Und zweitens: „Wie oft hat man diese naive Entschuldigung aus dem Mund derer gehört, die zwar Wert darauf legen, als gute Katholiken zu gelten, aber dennoch behaupten, Fasten und Abstinenz seien ihnen zu beschwerlich und ermüdeten sie. Das klingt, als verfolgte das Fast- und Abstinenzgebot das einzige Ziel, dem ‚von der Sünde beherrschten Leib‘ (Röm 6,6) ein schweres Joch aufzubürden. In Wahrheit haben diese Menschen jeden Sinn für die Realität verloren. Ihr Erstaunen wird groß sein, wenn am Tag des Endgerichts unser Herr sie mit so vielen armen Muslimen konfrontieren wird, die inmitten einer verkommenen und auf Lust bedachten Gesellschaft jedes Jahr in sich selbst die Motivation finden, die härtesten Verzichtsleistungen an den 30 Tagen des Ramadan zu vollbringen.“
In der Regel des heiligen Benedikt heißt es: „Dem Gottesdienst soll nichts vorgezogen werden.“ Wer dieses benediktinische Diktum – das gleichzeitig auch für die ganze Kirche der Maßstab ist – ernst nimmt, ist mit der „Einführung in das liturgische Jahr“ sehr gut bedient.

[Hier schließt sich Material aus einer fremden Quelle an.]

PR #6248, opened 2026-08-12
fix(connection): keep Windows reconnects responsive

ProtonDev-sys:
## Problem

On Windows, the desktop client could become unreliable during busy turns or reconnects: requests crossed the 15-second warning threshold, the client displayed repeated reconnect banners, and newly submitted messages could fail.

The trace showed three compounding causes:

- local trace append/rotation used synchronous filesystem calls on the Node.js event loop;
- reconnect hydration spawned repeated Git/favicon work and revalidated every mounted asset URL at once;
- lazy provider/settings PubSub streams left a startup window where a change could be published before the consumer subscribed.

## Fix

- Add serialized asynchronous append and rotation to `RotatingFileSink`, and queue trace flushes without blocking the event loop.
- Cache/coalesce repository identity and favicon discovery, increase bounded cold-snapshot repository resolution from 4 to 16, and cap client asset URL RPC fan-out at 8.
- Acquire managed-provider and settings subscriptions before forking their consumers, then start the consumer fibers immediately.

This keeps the existing event-sourced contracts intact and bounds pressure at the adapter/client edges.

## Validation

Based on upstream `main` at `560d4a456`.

- Focused regression suite: **7 files, 110 tests passed**.
- Changed-file formatting: **16/16 passed**.
- Changed-file lint: **0 warnings, 0 errors**.
- Package-scoped typechecks passed for `t3`, `@t3tools/client-runtime`, and `@t3tools/shared` (only existing suggestions outside this diff).
- The desktop dev runner built and launched the web, server, and Electron surfaces against an isolated T3 home.
- A 100,000-record trace stress run completed in **363 ms** with **0.8 ms maximum timer lag**; all retained NDJSON records were valid and every rotated file stayed within the configured limit.

### Local reconnect E2E

The real Electron dev shell and a paired local renderer ran against the same isolated backend. I submitted a real Codex turn, terminated only that isolated backend process, verified the desktop shell automatically restarted it on the same port in about five seconds, and then submitted both Low and Ultra post-reconnect turns.

| Turn | Result | Duration | Checkpoint |
| --- | --- | ---: | --- |
| Initial | `E2E-CONNECTION-OK` | 5.818 s | ready |
| Post-reconnect | `E2E-RECONNECT-OK` | 7.893 s | ready |
| Post-reconnect Ultra | `E2E-ULTRA-RECONNECT-OK` | 2.878 s | ready |

All **41 orchestration command receipts were accepted**, with **0 error receipts**. The client showed none of `Some requests are slow`, `Failed to connect`, `Reconnecting`, or `disconnected` after the reconnect and Ultra turn.

## Surface notes

- The asset concurrency guard lives in `packages/client-runtime`, so web, desktop, and mobile share it.
- Server-side changes apply to the same WebSocket path used by local, remote/relay, and tunnel connections; local desktop was the integrated path exercised here.
- Managed subscription handling is provider-generic.
- No wire-contract or user-workflow changes were required, so there is no user-facing documentation change.

Implemented and validated with GPT-5.6 Sol in T3 Code through the Codex harness.

### DIFF
--- a/apps/server/src/orchestration/Layers/ProjectionSnapshotQuery.ts
+++ b/apps/server/src/orchestration/Layers/ProjectionSnapshotQuery.ts
@@ -350,7 +350,12 @@ const makeProjectionSnapshotQuery = Effect.gen(function* () {
   const threadPlanProgress = yield* ThreadPlanProgressService;
   const sql = yield* SqlClient.SqlClient;
   const repositoryIdentityResolver = yield* RepositoryIdentityResolver.RepositoryIdentityResolver;
-  const repositoryIdentityResolutionConcurrency = 4;
+  // A cold shell snapshot may contain hundreds of workspaces. Git process
+  // startup is comparatively expensive on Windows, so a four-wide queue can
+  // hold the initial WebSocket subscription open for tens of seconds. Keep the
+  // fan-out bounded while allowing enough parallelism to finish before the
+  // client's slow-request threshold.
+  const repositoryIdentityResolutionConcurrency = 16;
   const resolveRepositoryIdentitiesForProjects = Effect.fn(
     "ProjectionSnapshotQuery.resolveRepositoryIdentitiesForProjects",
   )(function* (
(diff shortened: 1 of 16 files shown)


ProtonDev-sys:
Closing this zero-diff PR because its head repository was an independent mirror rather than a GitHub fork. Recreating it from the proper fork so GitHub can compute and review the patch.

Guéranger, Prosper: „Einführung in das liturgische Jahr“. EOS Verlag, St. Ottilien 2014, 216 Seiten, 19,95€. Das Buch kann hier erworben werden.
Danke für diesen Beitrag. Das Buch werde ich mir anschaffen. „Dem Gottesdienst soll nichts vorgezogen werden“, ohne diesen Maßstab kann sich die Kirche nicht erneuern.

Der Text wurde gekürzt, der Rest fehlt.